SECURITY RESEARCHERS have uncovered Industroyer and have labelled it as the biggest threat to critical infrastructure since Stuxnet.
Stuxnet was the malicious warm responsible for causing substantial damage to Iran’s nuclear programme more than seven years ago. This new piece of malware, analysed by researchers at security company ESET, is capable of performing an attack like that in 2016 which deprived part of Ukraine’s capital, Kiev, of power for an hour after an attack on the country’s power grid.
However, ESET said that whether it was the exact same malware is yet to be confirmed, but it said that the threat was still capable of doing significant harm to electric power systems and could even be refitted to target other types of critical infrastructure, which could cause havoc across the world.
In a blog post, ESET’s Anton Cherepanov explained that Industroyer uses industrial communication protocols such as those found in worldwide power supply infrastructure, transportation control systems and other critical infrastructure systems to control electricity substation switches and circuit breakers directly.
He explained that these switches and circuit breakers were digital equivalents of analogue switches meaning they can be engineered to perform various functions ranging from turning off power distribution to cascading failures and damaging equipment.
“Industroyer’s dangerousness lies in the fact that it uses protocols in the way they were designed to be used,” Cherepanov said.
“The problem is that these protocols were designed decades ago, and back then industrial systems were meant to be isolated from the outside world. Thus, their communication protocols were not designed with security in mind. That means that the attackers didn’t need to be looking for protocol vulnerabilities; all they needed was to teach the malware ‘to speak’ those protocols,” he added.
Industroyer’s core component is a backdoor used by attackers to manage the attack. It installs and controls the other components and connects to a remote server to receive commands and to report to the attackers.

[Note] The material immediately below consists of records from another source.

PR #716, opened 2026-05-29
[OpenSiteViews] Open site parking views

FelixGirard:
Split OpenSiteParkingInformationView into one for each classes:
- LayoutParkingAreaView
- ParkingRowPathView

This should make the queries simpler and the view easier to map going forward. Having one view per class will make it easier to add more to them later.


FelixGirard:
@diegoalexdiaz  I would like your input on this and if we need a base class for the relationship like 'ElementHasView' ?

diegoalexdiaz (approved):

According to ESET, what sets Industroyer apart from other malware targeting infrastructure is the use of four payload components that target particular communication protocols. It said that this showed that the author had a deep knowledge and understanding of industrial control systems.
The malware is also equipped with features to enable it to remain under the rader, in a bid to ensure the malware’s persistence and to wipe all traces of itself after it’s completed its job.
For example, the communication with the C&C servers hidden in Tor can be limited to non-working hours, and it employs an additional backdoor which looks like a Notepad application, that is designed to regain access to the targeted network in case the main backdoor is detected and/or disabled.
Industroyer is a highly customisable malware. It can be used to target specific hardware – analysis showed it had been used against industrial power control products by ABB, for example, while its DoS component works specifically against Siemens SIPROTECT devices.
Cherepanov concluded that while it was difficult to attribute attacks to malware without performing an on-site incident response, it was “highly probable” that Industroyer was used in the December 2016 attack on the Ukrainian power grid.